« Après la légalisation de l’euthanasie aux Pays-Bas en 2002, j’ai soutenu la loi et travaillé, de 2005 à 2014, pour les autorités chargées de contrôler les cas d’euthanasie. J’étais convaincu que les Néerlandais avaient trouvé le bon équilibre entre la compassion, le respect de la vie humaine et la garantie des libertés individuelles. » Mais aujourd’hui, dans une tribune pour le journal Le Monde, Theo Boer, professeur d’éthique de la santé et « ancien contrôleur des cas d’euthanasie aux Pays-Bas » donne l’alerte.
Toujours plus d’euthanasies …et de suicides
Aux Pays-Bas, le nombre d’euthanasies est passé de 2 000 en 2002 à 7 800 en 2021. Cette augmentation a continué en 2022. Ainsi, le nombre d’euthanasies pourrait doubler « à brève échéance ». « Dans certains endroits des Pays-Bas, jusqu’à 15 % des décès résultent d’une mort administrée », pointe Theo Boer.
En parallèle de la hausse du taux de décès faisant suite à une euthanasie, passé de 1,6 % en 2007 à 4,8 %, en 2021, le nombre de suicides a lui aussi augmenté, souligne le professeur d’éthique de la santé.

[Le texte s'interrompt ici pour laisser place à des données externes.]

PR #931, opened 2025-09-18
INTDEV-1015 CLI: Show version command

Fuzzbender:
Shows version information by using: `cyberismo show version`. 
For now, only singular version (data-handler's) is shown in the received object.

In the future, we can expand this with other sub-projects (though they should share same version name) and versions of the data (if we make data versional apart from binary version) and used modules.

### DIFF
--- a/tools/cli/test/cli.test.ts
+++ b/tools/cli/test/cli.test.ts
@@ -25,7 +25,11 @@ describe('Cli BAT test', function () {
         console.log(error);
       }
       expect(error).to.be.null;
-      expect(stdout).to.include('0.0.12');
+      // Expect version information to be <int>.<int>.<int>,
+      // where each can be single or multiple digits (0-9)
+      const re = /^(\d+\.)?(\d+\.)?(\d+)$/gm;
+      const valid = re.test(stdout.trim());
+      expect(valid).to.equal(true);
       done();
     });
   });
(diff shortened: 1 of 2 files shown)


samutoljamo-pareto (approved):
CLI test wouldn't hurt, since this uses relative paths and thus could break the docker container. Also `cyberismo show version` does not work outside of a cyberismo project. I feel like it would be more natural to leave `cyberismo show version` to project related versions and use `cyberismo -v` or `cyberismo --version` for the version of the binary.

tools/cli/test/cli.test.ts
```diff
@@ -19,6 +19,16 @@ describe('Cli BAT test', function () {
     rmSync(cliPath, { recursive: true, force: true });
     return true;
   });
+  it('check version', function (done) {
+    exec('cyberismo --version', (error, stdout, _stderr) => {
+      if (error != null) {
+        console.log(error);
+      }
+      expect(error).to.be.null;
+      expect(stdout).to.include('0.0.12');
```
samutoljamo-pareto, line 28: This will break the release script, since it depends on the version directly. Maybe you could check that is contains 3 numbers separated by dots?

tools/cli/test/cli.test.ts
```diff
@@ -19,6 +19,16 @@ describe('Cli BAT test', function () {
     rmSync(cliPath, { recursive: true, force: true });
     return true;
   });
+  it('check version', function (done) {
+    exec('cyberismo --version', (error, stdout, _stderr) => {
```
samutoljamo-pareto, line 23: Not related to this PR, but it seems like for some reason CLI tests do not use async tests

samutoljamo-pareto (approved):
Looks good, left a small comment related to tests

PR #934, opened 2025-09-23
INTDEV-1002 Change calculations to be real resources

Fuzzbender:
Calculations have been "sort of" resource for some time.
Implement them as normal folder-based resource with full support for resource APIs (rename, create, ...).
Added support CLI operations (`show`, `rename`, ...). 

The resource exists in `.cards/local/calculations`. Each resource is:
```
resourceName.json -- the metadata of the resource
<resourceName folder> -- internal folder
  calculation.lp -- the actual calculation file
```
For now, there is only support for one calculation file for each resource. This is only for convenience, it then resembles the other folder resources the most. Adding support for multiple different calculation files would not be too difficult to implement.

Accessing the internal files was done "properly" in PR https://github.com/CyberismoCom/cyberismo/pull/929.
There are still some issues with App wanting to use Edit Command with filenames instead of content types. 
Also, `graphViews` and `graphModels` still allow access to their files with certain APIs. They need to be cleaned up at some point.

**DATA BREAK**
This causes a data break with existing calculations.
`module-test` has been migrated. After merging this PR, all of the content repositories must be converted using the attached migrator. I can run the migrator for our internal modules. The migrator should be attached to Discussion topic as well (for those on the community who are not following Pull Requests).

[migrate_calculate_resources.zip](https://github.com/user-attachments/files/22505936/migrate_calculate_resources.zip)


tools/data-handler/src/resources/calculation-resource.ts
```diff
@@ -0,0 +1,172 @@
...
+    const existingName = this.content.name;
+    await super.rename(newName);
+    return this.onNameChange(existingName);
+  }
+
+  /**
+   * Shows metadata of the resource.
+   * @returns calculation metadata.
+   */
+  public async show(): Promise<Calculation> {
```
samutoljamo-pareto, line 110: Do we need to inject contentData? Or is it just for compatibility?

tools/data-handler/src/resources/file-resource.ts
```diff
@@ -242,6 +243,11 @@ export class FileResource extends ResourceObject {
           references.push(calculation.name);
         }
       } catch (error) {
+        // Skip files that don't exist (they may have been renamed or deleted)
+        if (hasCode(error) && error.code === 'ENOENT') {
+          console.warn(`Skipping non-existent file: ${filename}`);
```
samutoljamo-pareto, line 248: Could also add a `logger.warn`. Do you think this error is relevant to the user? If not, `console.warn` could be removed

tools/data-handler/src/resources/resource-object.ts
```diff
@@ -211,19 +213,26 @@ export class ResourceObject extends AbstractResource {
...
         try {
           const content = await readFile(filename, 'utf-8');
           const updatedContent = content.replaceAll(from, to);
           await writeFile(filename, updatedContent);
         } catch (error) {
-          throw new Error(
-            `Failed to process file ${filename}: ${(error as Error).message}`,
-          );
+          if (hasCode(error) && error.code === 'ENOENT') {
+            // Skip files that don't exist (they may have been renamed or deleted)
```
samutoljamo-pareto, line 228: `logger.warn`

samutoljamo-pareto (commented):
Notifications and Policy checks seem to be broken in `module-test`. CI also fails because e2e tests test those. Those are defined in the calculations of `module-test`

tools/data-handler/src/commands/rename.ts
```diff
@@ -341,6 +353,14 @@ export class Rename {
     }
     console.info('Updated templates');
 
+    const calculations = await this.project.calculations(
+      ResourcesFrom.localOnly,
+    );
+    for (const calculation of calculations) {
+      await this.updateCalculation(calculation.name);
```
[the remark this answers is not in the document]
Fuzzbender: To clarify what happens is that in "fetch all resources of certain type" only resource paths and filenames are returned, not resource objects. Thus, we need to instantiate the found resources by using `new` and call `rename` for them.

samutoljamo-pareto (approved):
Looks good. I just made the release so we should:
1. Merge this
2. Update modules
3. Do another release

Sur la même période la hausse est de 27%[1]. En Allemagne, un pays culturellement proche des Pays-Bas, les suicides ont au contraire diminué (cf. Dépénaliser le suicide assisté augmente le nombre de suicides).

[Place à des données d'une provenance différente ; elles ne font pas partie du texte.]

PR #936, opened 2025-09-25
Feature/samutoljamo/intdev 1020

samutoljamo-pareto:


.github/workflows/prebuild.yml
```diff
@@ -71,7 +71,7 @@ jobs:
           # Native builds
           - os: ubuntu-latest
             arch: x64
-          - os: macos-13
+          - os: macos-15-intel
```
Fuzzbender, line 74: Do we need the old Intel Mac support anymore? Those Macs are ~three years old or more.

tools/node-clingo/src/clingo_solver.cc
```diff
@@ -0,0 +1,245 @@
...
+  details. You should have received a copy of the GNU Affero General Public
+  License along with this program. If not, see <https://www.gnu.org/licenses/>.
+*/
+#include "clingo_solver.h"
+
+namespace node_clingo
+{
+    ClingoSolver::ClingoSolver() {}
+
+    ClingoSolver::~ClingoSolver() {}
```
Fuzzbender, line 19: Since both destructor and default constructor are empty, you can leave them out; compiler will create them for you automatically.

tools/node-clingo/src/clingo_solver.cc
```diff
@@ -0,0 +1,245 @@
...
+        {
+            delete[] atoms;
+            return false;
+        }
+
+        std::stringstream answerStream;
+        bool success = true;
+
+        // Convert each symbol to string
+        for (size_t i = 0; i < atoms_size && success; ++i)
```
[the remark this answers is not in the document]
Fuzzbender: Also why is `success` in the loop? It is set above, and afaik not changed in the loop.

tools/node-clingo/src/clingo_solver.cc
```diff
@@ -0,0 +1,245 @@
...
+            // Get the string representation
+            std::string symbolString = node_clingo::get_symbol_string(atoms[i]);
+
+            // If the string is empty, we skip it
+            if (symbolString.empty())
+            {
+                continue;
+            }
+
+            if (i > 0)
```
Fuzzbender, line 105: use parentheses: 

```
if (...) 
{
...
}
```

tools/node-clingo/src/clingo_solver.cc
```diff
@@ -0,0 +1,245 @@
...
+
+    SolveResult ClingoSolver::solve(const Query& query)
+    {
+        errorMessages.clear();
+        todayCalled = false;
+        auto t1 = std::chrono::high_resolution_clock::now();
+
+        // Initialize Clingo control
+        clingo_control_t* ctl = nullptr;
+        if (!clingo_control_new(
```
Fuzzbender, line 160: What are the magic numbers in the control creation? (0 and 20)
Could they have constant that would describe them?

tools/node-clingo/src/clingo_solver.cc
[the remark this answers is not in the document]
samutoljamo-pareto: The solve code was mostly copied from clingo's examples so the `success` might be a leftover from that. And no I can't use range-based loop with c-style arrays. Clingo forces us to use them. Here they are so lightly used that I don't think we benefit from converting it to an `std::vector`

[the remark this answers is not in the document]
samutoljamo-pareto: Rewrote this to use `std::unique_ptr` so it's safer and got rid of `success`

tools/node-clingo/src/clingo_solver.cc
samutoljamo-pareto: They could.
<dl class="params" style="font-weight: 400; font-size: 14px; font-family: Roboto, sans-serif; line-height: 22px; padding: 0px; margin-left: 0px; color: rgb(0, 0, 0); font-style: normal; font-variant-ligatures: normal; font-variant-caps: normal; letter-spacing: normal; orphans: 2; text-align: start; text-indent: 0px; text-transform: none; widows: 2; word-spacing: 0px; -webkit-text-stroke-width: 0px; white-space: normal; text-decoration-thickness: initial; text-decoration-style: initial; text-decoration-color: initial;"><dt style="font-weight: bold;">Parameters</dt><dd>
[in] | arguments | C string array of command line arguments</br>
[in] | arguments_size | size of the arguments array </br>
[in] | logger | callback functions for warnings and info messages </br>
[in] | logger_data | user data for the logger callback </br>
[in] | message_limit | maximum number of times the logger callback is called </br>
</dd></dl>

The first is 0 as long as we do not use string-based arguments. I don't think it needs a constant, because we should likely use a `std::string` and use the `.size()` member function as its size.

The second one is the maximum amount of clingo log messages. This could definitely have a name. I could also increase to, let's say, 50.

tools/node-clingo/src/solve_result_cache.cc
```diff
@@ -0,0 +1,100 @@
...
+            currentBytes -= it->second.sizeBytes;
+            lru.erase(it->second.lruIt);
+            entries.erase(it);
+        }
+
+        std::size_t bytes = estimateSizeBytes(result);
+
+        if (bytes > CACHE_CAPACITY_BYTES)
+        {
+            return;
```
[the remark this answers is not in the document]
samutoljamo-pareto: With `pnpm build-debug` you can create a build that logs everything to stdout. In normal builds, nothing is done.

Un élargissement juridique inéluctable
Tout a commencé par l’autorisation du recours à l’euthanasie pour « les adultes mentalement aptes et en phase terminale ». Puis, les extensions se sont multipliées : personnes souffrant de maladies chroniques, personnes handicapées, personnes souffrant de problèmes psychiatriques, « adultes non autonomes ayant formulé des directives anticipées », « jeunes enfants ». Les dernières discussions portent désormais sur les personnes âgées sans pathologie (cf. L’euthanasie des bien-portants dès 75 ans pour « vie accomplie ». Bientôt aux Pays-Bas ?).
« Cette pente glissante se pare des atours de la justice, de sorte que les prochaines étapes sont facilement prévisibles », affirme Theo Boer. « Pourquoi seulement une mort assistée pour les personnes souffrant d’une maladie, et pas pour celles qui souffrent du manque de sens, de marginalisation, de la solitude, de la vie elle-même ? », « ce qui est perçu comme une occasion bienvenue par ceux qui sont attachés à leur autodétermination devient rapidement une incitation au désespoir pour les autres ».

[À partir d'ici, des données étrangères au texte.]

PR #961, opened 2025-10-08
INTDEV-1009 Allow adding multiple labels

samutoljamo-pareto:
At the same, I made a separate component for the label editor and also added tests for it.


tools/app/src/components/LabelEditor.tsx
```diff
@@ -0,0 +1,118 @@
...
+    }
+
+    const existingLabels = Array.isArray(value) ? [...value] : [];
+    const segments = inputValue
+      .split(LABEL_SPLITTER)
+      .map((segment) => segment.trim())
+      .filter((segment) => segment.length > 0);
+
+    // combine labels without duplicates
+    const newLabels: string[] = [];
```
Fuzzbender: Wouldn't it be simpler to initialise the `newLabels` to `existingLabels`? 
Then you wouldn't need to check two arrays on row 52 and spread two arrays on row 58.

Fuzzbender (approved):

tools/app/src/components/LabelEditor.tsx
samutoljamo-pareto: yes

L’ancien contrôleur affirme avoir vu « des centaines de rapports d’euthanasie dans lesquels le souhait de protéger ses proches de l’agonie, de leur éviter d’être témoins de sa souffrance ou de devoir porter le fardeau des soins était l’une des raisons, sinon la raison essentielle, de demander une mort administrée ». Finalement, souligne-t-il, « dans une société où l’aide à mourir est accessible, les gens sont confrontés à l’un des choix les plus déshumanisants qui soient : est-ce que je veux continuer à vivre ou est-ce que je veux mettre fin à mes jours ? »
« L’exemple des Pays-Bas doit servir à une prise de conscience de ce qui peut arriver, espère Theo Boer. Regardez ce pays et vous verrez peut-être la France de 2040 ».
[1] Le nombre de suicides est passé de 8,3 pour 100 000 habitants, en 2007, à 10,6, en 2021.